Describing molecular structure at this level is consistent with our ability to analyze petroleum. Modern gas chromatography techniques routinely identify and quantify most of the several hundred components, including isomers, of the low-boiling (<450°K), gasoline-range material in petroleum or products. However, the numerous possible increment spatial orientations result in far too many components (isomers) for analytical techniques to identify in specific molecular structures that boil above 450°K. The only measurement is the number of molecules contributing to a molecular mass. By combining chromatographic separations with mass spectrometry (4), the most likely molecular class and the total carbon number (R) of alkyl groups are inferred at each molecular mass, providing the homologous series distribution of each molecular class.
The structure of the alkyl groups and all their possible permutations cannot be determined at each mass, with the possible exception of n-alkyls. An average or archetype structural arrangement of alkyl groups can be inferred from nuclear magnetic resonance measurements of the mixture but this does not necessarily imply a common arrangement. Similarly, the spatial arrangement of ring structures can have many permutations. The biologic origin of petroleum would suggest that the cata configuration found in terpenes and steroids is the likely isomeric form of the multiring structure (5). Hence, the SOL description of molecular structure is consistent with the limitations of current analytical methods. The SOL approach assigns a molecular structure to the large number (approximately 5000) of distinguishable masses or isomer sets in petroleum, lumping only the isomers at the same carbon number in the same molecular class. Additional descriptors in the SOL method could, of course, be incorporated to locate and size alkyl substitutions and branching on noncyclic molecules should more detailed analytical information become available. If spatial orientation is crucial to the modeling of chemical processes, as in biochemical systems, more sophisticated methods of molecular descriptions could be devised.

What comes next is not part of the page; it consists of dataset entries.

PR #906, opened 2025-07-09
Improve exceptions in Sequence.switch_device()

HGSilveri:
- Fixes issue where the error message was not appearing
- Creates and introduces a custom `SwitchDeviceError`
- Explicitly checks for compatibility of the register with the new device


a-corni (approved):
LGTM :)

PR #910, opened 2025-07-16
Fix emulation with state preparation errors on Numpy 2

HGSilveri:
When support for Numpy 2 was added in #837 , there was some mismatch between v1 and v2 results that was attributed to differences in the random number generation. Turns out it was actually a bug in how the "bad atoms" during state preparation were identified, which is fixed here.

This also explains the incorrect plots reported in #886, which we didn't manage to replicate because we all had Numpy 1 locally.


a-corni (approved):
I don't understand why specifying the dtype is making it work, but it looks good to me :)

a-corni:
Ah just ran it with numpy v2, it was converting "0" -> True and "1" -> True (I guess only checking if the string is empty or not, which makes sense

PR #912, opened 2025-07-18
Deal with Pillow 11.3 deprecation warning

HGSilveri:
- This should fix the failing tests from a `DeprecationWarning` raised by Pillow 1.3 due to usage inside `matplotlib`.
- `matplotlib 3.10.4` will handle this but it is not yet released
- It won't be dealt with for Python 3.9 because `matplotlib` stopped supporting it after v3.9


a-corni (approved):
LGTM !

PR #913, opened 2025-07-29
results aggregation

a-quelle-pasqal:
Ported the aggregation functionality from `emu-base` to the pulser backends.

There is now a `Results.aggregate` function. It works as follows:
Each `Observable` now has a `default_aggregation_type` property, which it stores in `Results` together with its results. This aggregation method is then used by `Results.aggregate` to aggregate the results. The user has the option to override the default behaviour.

The default behavior is:
- the mean of each result is taken for all results except `BitStrings` and `StateResult`
- for `BitStrings` the counters are joined, so 10 runs with 1000 bitstrings would yould an aggregated 10000 bitstrings
- for `StateResult` the default aggregator of `None` is kept, meaning that aggregation is skipped here.

Regarding the `StateResult`, the most sound aggregator in my opinion would be to sum them into a mixed state. However, the implementation would be sufficiently tricky that I decided to skip it for now.

I had to bump the version of python used in readthedocs, since the docstrings for `int` have a bug in them that causes the readthedocs to fail for python < 3.13. It is trying to access these docstrings because I use `IntEnum`

### DIFF
--- a/pulser-core/pulser/backend/results.py
+++ b/pulser-core/pulser/backend/results.py
@@ -220,13 +220,10 @@ class Results:
             results._results[uuid.UUID(key)] = deserialize_complex(value)
         for key, value in obj["times"].items():
             results._times[uuid.UUID(key)] = value
-        if (
-            "aggregation_methods" in obj
-        ):  # optional for backwards compatibility
-            for key, value in obj["aggregation_methods"].items():
-                results._aggregation_methods[uuid.UUID(key)] = (
-                    AggregationMethod(value)
-                )
+        for key, value in obj.get("aggregation_methods", {}).items():
+            results._aggregation_methods[uuid.UUID(key)] = AggregationMethod(
+                value
+            )
         return results
 
     def to_abstract_repr(self, skip_validation: bool = False) -> str:


pulser-core/pulser/backend/aggregators.py
```diff
@@ -0,0 +1,98 @@
...
+        acc = pm.torch.zeros_like(values[0])
+        for ten in values:
+            acc += ten
+        return acc / len(values)
+
+    if element_type == np.ndarray:
+        acc = np.zeros_like(values[0])
+        for ar in values:
+            acc += ar
+        return acc / len(values)
```
kbidzhiev, line 56: some crazy python thing

```python
if element_type in (pm.torch.Tensor, np.ndarray):
    lib = pm.torch if element_type == pm.torch.Tensor else np
    return lib.stack(values).mean(axis=0)
```

pulser-core/pulser/backend/aggregators.py
```diff
@@ -0,0 +1,98 @@
...
+) -> Union[Number, List[Number], List[List[Number]], ArrayLike]:
+    """Take the mean of the given Results.
+
+    Supported are numeric values, lists of numeric values
+    lists of lists of numeric values, torch Tensors and numpy arrays.
+    """
+    if values == []:
+        raise ValueError("Cannot average 0 samples")
+
+    element_type = type(values[0])
```
kbidzhiev: you use 2 styles in the code
`element_type == TARGET_TYPE`
and 
`isinstance(values[0], TARGET_TYPE)`

this can be uniformised with

```
element = values[0]
if isinstance(element, Number):
  ...
if pm.AbstractArray.has_torch() and isinstance(element, pm.torch.Tensor):
  ...
```
etc

pulser-core/pulser/backend/aggregators.py
```diff
@@ -0,0 +1,98 @@
...
+        return np.mean(values)  # type: ignore[no-any-return]
+
+    if pm.AbstractArray.has_torch() and element_type == pm.torch.Tensor:
+        acc = pm.torch.zeros_like(values[0])
+        for ten in values:
+            acc += ten
+        return acc / len(values)
+
+    if element_type == np.ndarray:
+        acc = np.zeros_like(values[0])
```
kbidzhiev: this should do the job
`return np.mean(values, axis=0)`

pulser-core/pulser/backend/aggregators.py
```diff
@@ -0,0 +1,98 @@
...
+    """
+    if values == []:
+        raise ValueError("Cannot average 0 samples")
+
+    element_type = type(values[0])
+
+    if isinstance(values[0], Number):
+        return np.mean(values)  # type: ignore[no-any-return]
+
+    if pm.AbstractArray.has_torch() and element_type == pm.torch.Tensor:
```
kbidzhiev, line 46: `return pm.torch.mean(pm.torch.stack(values), dim=0)`

pulser-core/pulser/backend/aggregators.py
kbidzhiev: `axis=0` can work for 2d arrays and 1d arrays simultaneously

pulser-core/pulser/backend/aggregators.py
```diff
@@ -0,0 +1,98 @@
...
+from numbers import Number
+from typing import Any, Callable, List, Union
+
+import numpy as np
+from numpy.typing import ArrayLike
+
+import pulser.math as pm
+from pulser.backend.observable import AggregationType
+
+_NUMERIC_TYPES = {int, float, complex}
```
murogrande: what is the purpose of this because the script is not using this?

pulser-core/pulser/backend/aggregators.py
murogrande: I would say something like: 
`numpy.stack(values, axis=0).mean(axis=0)` 
and for torch:
`torch.stack(values, dim=0).mean(dim=0)`

both are very similar, will it be possible to join them?

pulser-core/pulser/backend/aggregators.py
a-quelle-pasqal: good point

pulser-core/pulser/backend/aggregators.py
a-quelle-pasqal: it was needed before. It seems I forgot to remove it during a refactor

pulser-core/pulser/backend/aggregators.py
a-quelle-pasqal: the call to `stack` that Mauro adds is needed, because the core datatype is a `list`. I changed it to that.

pulser-core/pulser/backend/aggregators.py
```diff
@@ -0,0 +1,91 @@
...
+
+    if not isinstance(elt, list):
+        raise ValueError("Cannot average this type of data")
+
+    if values[0] == []:
+        raise ValueError("Cannot average list of empty lists")
+
+    sub_element_type = type(elt[0])
+
+    if isinstance(elt[0], Number):
```
kbidzhiev: as you did with 
```
    if isinstance(elt, Number):
        return np.mean(values)  # type: ignore[no-any-return]
```
the following should work
```
if isinstance(elt[0], Number):
    return np.mean(values, axis=0).tolist()
```

pulser-core/pulser/backend/aggregators.py
```diff
@@ -0,0 +1,91 @@
...
+        dim = len(elt)
+        return [np.mean([value[i] for value in values]) for i in range(dim)]
+
+    if sub_element_type != list:  # FIXME: ABC.Iterable? Collection? subclass?
```
kbidzhiev: `if not isinstance(elt[0], Sequence)` ?

pulser-core/pulser/backend/aggregators.py
```diff
@@ -0,0 +1,91 @@
...
+        raise ValueError(
+            f"Cannot average list of matrices of {type(elt[0][0])}"
+        )
+
+    dim1 = len(elt)
+    dim2 = len(elt[0])
+    return [
+        [np.mean([value[i][j] for value in values]) for j in range(dim2)]
+        for i in range(dim1)
+    ]
```
kbidzhiev: `mean` with `.tolist()`should do the job and return`list[list[Number]]`
```python
return np.mean(values, axis=0).tolist()
```

kbidzhiev: I've just tested,

`np.mean(values, axis=0).tolist()`
works for List[Number] and it's nested forms List[...List[Number]...]

pulser-core/pulser/backend/__init__.py
```diff
@@ -35,6 +36,8 @@
 )
 
 __all__ = [
+    "aggregation_type_definitions",
+    "AggregationType",
```
a-corni: Are these expected to be used by users ? We usually expose in __init__ only the objects that the user has to call directly (AggregationType and aggregation_type_definitions don't seem to be the case)

pulser-core/pulser/backend/aggregators.py
```diff
@@ -0,0 +1,91 @@
...
+from numpy.typing import ArrayLike
+
+import pulser.math as pm
+from pulser.backend.observable import AggregationType
+
+
+def mean_aggregator(
+    values: list[Any],
+) -> Union[Number, List[Number], List[List[Number]], ArrayLike]:
+    """Take the mean of the given Results.
```
a-corni: Nit: Since you are not taking as input Results, I suggest to have 
```suggestion
    """Take the mean of the given results.
```

pulser-core/pulser/backend/aggregators.py
```diff
@@ -0,0 +1,91 @@
...
+
+    Supported are numeric values, lists of numeric values
+    lists of lists of numeric values, torch Tensors and numpy arrays.
```
a-corni: Nit: This should be described in the argument

```suggestion
Argument:
        values: The results to average. Supported are numeric values, lists of numeric values
    lists of lists of numeric values, torch Tensors and numpy arrays.
Returns:
     The average over the first dimension of the provided results.
```

pulser-core/pulser/backend/aggregators.py
```diff
@@ -0,0 +1,91 @@
...
+import pulser.math as pm
+from pulser.backend.observable import AggregationType
+
+
+def mean_aggregator(
+    values: list[Any],
+) -> Union[Number, List[Number], List[List[Number]], ArrayLike]:
+    """Take the mean of the given Results.
+
+    Supported are numeric values, lists of numeric values
```
a-corni: I don't think you are supporting numeric values. You could just say "Supported are lists of numeric values, ..."

pulser-core/pulser/backend/aggregators.py
```diff
@@ -0,0 +1,91 @@
...
+
+import numpy as np
+from numpy.typing import ArrayLike
+
+import pulser.math as pm
+from pulser.backend.observable import AggregationType
+
+
+def mean_aggregator(
+    values: list[Any],
```
a-corni: Nit: Could the type be list[AbstractArrayLike] | list[list[AbstractArrayLike] ? https://github.com/pasqal-io/Pulser/blob/develop/pulser-core/pulser/math/abstract_array.py#L325C1-L325C19

pulser-core/pulser/backend/aggregators.py
```diff
@@ -0,0 +1,91 @@
...
+from typing import Any, Callable, List, Union
+
+import numpy as np
+from numpy.typing import ArrayLike
+
+import pulser.math as pm
+from pulser.backend.observable import AggregationType
+
+
+def mean_aggregator(
```
a-corni: Is this meant to be used by the user ? Can I suggest to make it private ?

pulser-core/pulser/backend/aggregators.py
```diff
@@ -0,0 +1,91 @@
...
+    values: list[Any],
+) -> Union[Number, List[Number], List[List[Number]], ArrayLike]:
+    """Take the mean of the given Results.
+
+    Supported are numeric values, lists of numeric values
+    lists of lists of numeric values, torch Tensors and numpy arrays.
+    """
+    if values == []:
```
a-corni, line 53: If it's meant to be exposed to the user, I would suggest checking that `values` is of type list before this comparison.

pulser-core/pulser/backend/aggregators.py
```diff
@@ -0,0 +1,91 @@
...
+        raise ValueError("Cannot average 0 samples")
+
+    elt = values[0]
```
a-corni, line 56: what about doing elt = pm.AbstractArray(values[0]) ? That way, I think you could use pm.mean https://github.com/pasqal-io/Pulser/blob/develop/pulser-core/pulser/math/__init__.py#L182 instead of the "if"s below

pulser-core/pulser/backend/aggregators.py
a-corni: Or pm.AbstractArrayLike

a-corni: sequence would allow tuples

pulser-core/pulser/backend/aggregators.py
```diff
@@ -0,0 +1,91 @@
...
+    if sub_element_type != list:  # FIXME: ABC.Iterable? Collection? subclass?
+        raise ValueError(f"Cannot average list of lists of {sub_element_type}")
+
+    if elt[0] == []:
+        raise ValueError("Cannot average list of matrices with empty columns")
+
+    if not isinstance(elt[0][0], Number):
+        raise ValueError(
+            f"Cannot average list of matrices of {type(elt[0][0])}"
+        )
```
a-corni: By having elt = pm.AbstractArray(values[0])
```
if len(elt.shape) > 1:
     raise ValueError
pm.mean(elt, axis=0)
```

pulser-core/pulser/backend/aggregators.py
```diff
@@ -0,0 +1,91 @@
...
+
+    dim1 = len(elt)
+    dim2 = len(elt[0])
+    return [
+        [np.mean([value[i][j] for value in values]) for j in range(dim2)]
+        for i in range(dim1)
+    ]
+
+
+def bag_union_aggregator(
```
a-corni: idem, I think it's best to make it a private function :)

pulser-core/pulser/backend/observable.py
```diff
@@ -69,6 +70,13 @@ def __call__(
         pass
 
 
+class AggregationType(IntEnum):
```
a-corni: - I find "Type" a bit misleading, since it's not a python type, but more a "Kind" ? I would suggest Aggregator, AggregationKind, AggregationMethod, wdyt ? 
- Do you really need it to be IntEnum ? Won't just an Enum work ?

pulser-core/pulser/backend/observable.py
```diff
@@ -204,3 +212,12 @@ def _validate_eval_times(
                 f"Instead, got {evaluation_times!r}."
             )
         return eval_times_arr
+
+    @property
+    def default_aggregation_type(self) -> Optional[AggregationType]:
```
a-corni: idem here I would suggest `default_aggregator` or `default_aggregation_method`

pulser-core/pulser/backend/observable.py
```diff
@@ -204,3 +212,12 @@ def _validate_eval_times(
...
+        """Defines how to combine values from multiple results.
+
+        This is used by `Results.aggregate`.
+        None means no default, therefore an aggregator must be user-provided.
+        """
+        return None
```
a-corni: I would like to suggest to raise a NotImplementedEroor instead of returning None ?

pulser-core/pulser/backend/default_observables.py
```diff
@@ -174,6 +176,8 @@ def apply(self, *, state: State, **kwargs: Any) -> Any:
         """Calculates the observable to store in the Results."""
         return self.state.overlap(state)
 
+    default_aggregation_type = AggregationType.MEAN
```
a-corni: Euh I find this pretty unorthodox haha
I am not exactly sure that this way, default_aggregation_type is still a property (I think it just became an attribute).

To me, you should re-write the property `default_aggregation_type` (or `default_aggregator`, see below) and have `return AggregationType.MEAN` or `return Aggregator.MEAN` (again, see below). 

Other option is to have `self._default_aggregator = None` in Observable.__init__, have `if _default_aggregator is None: raise NotImplementedError` in Observable.default_aggregator, and specify in the init here `self._default_aggregator=Aggregator.MEAN`

pulser-core/pulser/backend/aggregators.py
```diff
@@ -0,0 +1,91 @@
...
+    values: list[collections.Counter],
+) -> collections.Counter:
+    """Join a list of Counter objects."""
+    return sum(values, start=collections.Counter())
+
+
+aggregation_type_definitions: dict[AggregationType, Callable] = {
```
a-corni: Following my rebranding ideas (see below in observable.py), I would suggest to have AGGREGATOR_MAPPING:dict[Aggregator, Callable] (it's a constant, so it should be in capital letters)

pulser-core/pulser/backend/__init__.py
a-corni: IIUC, I think aggregation_type_definitions is not expected to be user-fancing, so it shouldn't be in this init. However, AggregationType (> suggested change Aggregator or others, see observable) is user facing and should stay.

pulser-core/pulser/backend/results.py
```diff
@@ -186,6 +203,9 @@ def _to_abstract_repr(self) -> dict:
             str(key): value for key, value in self._results.items()
         }
         d["times"] = {str(key): value for key, value in self._times.items()}
+        d["aggregation_types"] = {
+            str(key): value for key, value in self._aggregation_types.items()
+        }
```
a-corni: You have to modify the schema for it to accept an optionnal aggregation_types (> would rename it aggregators, following the renaming above ?)

pulser-core/pulser/backend/results.py
```diff
@@ -233,6 +255,98 @@ def from_abstract_repr(cls, repr: str) -> Results:
...
+        cls,
+        results_to_aggregate: typing.Sequence[Results],
+        **aggregation_functions: Callable[[Any], Any],
+    ) -> Results:
+        """Aggregate a Sequence of Results objects into a single Results.
+
+        This is meant to accumulate the results of several runs with
+        different noise trajectories into a single averaged Results.
+        By default, results are averaged, with the exception of BitStrings,
+        where the counters are joined. StateResult is not supported by default.
```
a-corni: You also have Variance not supported by default

pulser-core/pulser/backend/results.py
```diff
@@ -233,6 +255,98 @@ def from_abstract_repr(cls, repr: str) -> Results:
...
+
+        Args:
+            results_to_aggregate: The list of Results to aggregate
+            **aggregation_functions: Overrides for the default aggregator.
+                The argument name should be the tag of the Observable,
+                the value is a Callable that takes a list
```
a-corni: That's not an argument but a Keyword Argument. You can create another section to describe them (see an example [here](https://github.com/pasqal-io/Pulser/blob/develop/pulser-core/pulser/json/abstract_repr/serializer.py#L118)).

```suggestion
    Keyword Args:
            observable_tag: Overrides the default aggregator of the Observable with a custom function, that takes a list of values/ a list of list of values as input.
```

pulser-core/pulser/json/abstract_repr/serializer.py
```diff
@@ -54,6 +56,8 @@ def default(self, o: Any) -> dict[str, Any] | list | int | float:
                 # Try to return a real number when possible
                 return o.real
             return dict(real=o.real, imag=o.imag)
+        elif isinstance(o, IntEnum):
+            return o.value
```
a-corni: That would work with Enum only.

tests/test_abstract_repr.py
```diff
@@ -110,6 +111,13 @@ def _to_abstract_repr(self):
     result = encoder.default(1.0 + 2.0j)
     assert result == dict(real=1.0, imag=2.0)
 
+    class DummyEnum(IntEnum):
+        A = 5
+        B = 6
+
+    result = encoder.default(DummyEnum.A)
+    assert result == 5
+
```
a-corni: That's not really testing the results, right ? 😆

pulser-core/pulser/backend/results.py
```diff
@@ -233,6 +255,98 @@ def from_abstract_repr(cls, repr: str) -> Results:
...
+                "they do not all contain the same observables"
+            )
+        if not all(
+            results._aggregation_types == result_0._aggregation_types
+            for results in results_to_aggregate
+        ):
+            raise ValueError(
+                "You're trying to aggregate incompatible results: "
+                "they do not all contain the same aggregation functions"
+            )
```
a-corni: This does not take into account the custom function that the use could be defining, right ?

pulser-core/pulser/backend/results.py
```diff
@@ -233,6 +255,98 @@ def from_abstract_repr(cls, repr: str) -> Results:
...
+        aggregated = Results(
+            atom_order=result_0.atom_order,
+            total_duration=result_0.total_duration,
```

Why describe molecules mathematically with structural increments and why these particular increments? Although the SOL method provides a basis for organizing the molecular components of petroleum, its main purpose is to provide a convenient framework for developing a mathematical, or algorithmic, description of complex process chemistry. A characteristic feature of the catalytic and thermal chemistry of refining processes is that certain specific molecular rearrangements occur repeatedly on many different types of molecules. These particular increments correspond to those structural entities that are rearranged during reactions.
Using a limited set of structural groups to describe thousands of components enables the use of a limited set of reaction rules to establish the complex reaction networks involving tens of thousands of reactions. Each reaction rule consists of a reactant selection rule and a product generation rule. The reactant selection rule first identifies which molecules in the system can undergo a certain structural rearrangement that characterizes a particular type of chemical reaction. Logical constructs are applied to the vectors to determine which components have the increment(s) required for the reaction. The product generation rule is used to convert each reactant's vector to a corresponding product vector. Examples of reaction rules for aromatic ring saturation, ring opening, and dealkylation are given in Figure 6. For example, the aromatic saturation rule shown in Figure 6 determines if a molecule has the A4 ring required for the reaction, then converts this ring to an N4 naphthenic ring through a simple mathematical operation. The reactant vector's A4 element is decreased by one and the N4 element is increased by one to create the product vector. Molecules without an A4 ring are not selected for this reaction. Although hydrogen is also a reactant in this and many other reactions, it is not necessary to explicitly include it in the formulation of the rule. Information on the hydrogen stoichiometry is automatically obtained from the difference in the H content of reactant and product molecules and readily computed from the H content of the increments.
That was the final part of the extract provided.